A settlement reached recently between the insurance industry and the Department of Insurance reverses a 9.4 perent rate increase, bans all further increases into 2011, and requires insurance companies to return $50 million to consumers with interest.

That's $102 in the pocket of an average driver in Durham or $92 for an average driver in Raleigh, according to the department.

Simply put, North Carolinians would not be receiving these rebates if the Commissioner of Insurance was not been willing to spend months fighting the insurance industry on their proposed rate increase in court. If the Commissioner of Insurance was in the pocket of the insurance industry, we likely would not have, what the department calculates to be the fifth-lowest auto insurance rates in the country.

The fact that Commissioner of Insurance Wayne Goodwin ran under our state's Voter-Owned Elections program last year certainly helped ensure that we have an insurance regulatory head who is willing to stand up to one of the most powerful industries in the state . The program allowed Goodwin and his Republican opponent John Odom to raise less than 5 percent of their total campaign money from the insurance and other department-regulated industries. Compare that with the 66 percent of campaign money former Commissioner of Insurance, the late Jim Long, received from the industry in 2004, according to a study done by NC Voters for Clean Elections.

So let's do the math. North Carolina consumers will save $50 million in insurance premiums this year, in part, because we have a state insurance commissioner who is not dependent on campaign money from the insurance industry. The program that facilitates this independence costs the taxpayers less than $800,000 per election cycle or $200,000 a year over four years. That's a 25,000 percent return.

Now you might question whether Voter-Owned Elections was really what made the difference. After all, maybe a candidate who had received two-thirds of their money from the industry would have still challenged the proposed insurance hikes, as Jim Long did for many years.

Maybe so, but the question of influence would still remain as long as that official had raised money from the industry. Would the Commissioner have pushed as hard knowing that he/she was going to have to ask for money from these same people two years later? Would he/she have had the same will to strike as good of a bargain? The reality is, raising that much money from a single industry would affect any of us, no matter our intentions.

That's what's so great about Voter-Owned Elections. It makes all of these questions and ambiguities moot. By eliminating the fundraising reliance on the insurance industry North Carolinians don't have to wonder if the industry is using donations to gain undue influence. By taking away the mere possibility that an elected official's conduct could be influenced by campaign donations, we all can have more confidence in government.
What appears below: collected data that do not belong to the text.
PR #113, opened 2015-09-14
fix pkgconfig include dir

regit:
Software using libhtp are including 'htp/htp.h' so the path must
simply be ${includedir} and not ${includedir}/htp.


glongo:
Merged, thanks Eric!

Hopefully the General Assembly will take this lesson to heart and pass SB-966: Expanded Voter-Owned Elections. The bill would expand the public financing option to five other Council of State races including Attorney General, State Treasurer, Secretary of State, Commissioner of Insurance, and Commissioner of Agriculture.

Not only would it allow state residents to benefit from better government, but as we have learned, it might also save all of us some hard cash.

Chase Foster is the director of NC Voters for Clean Elections.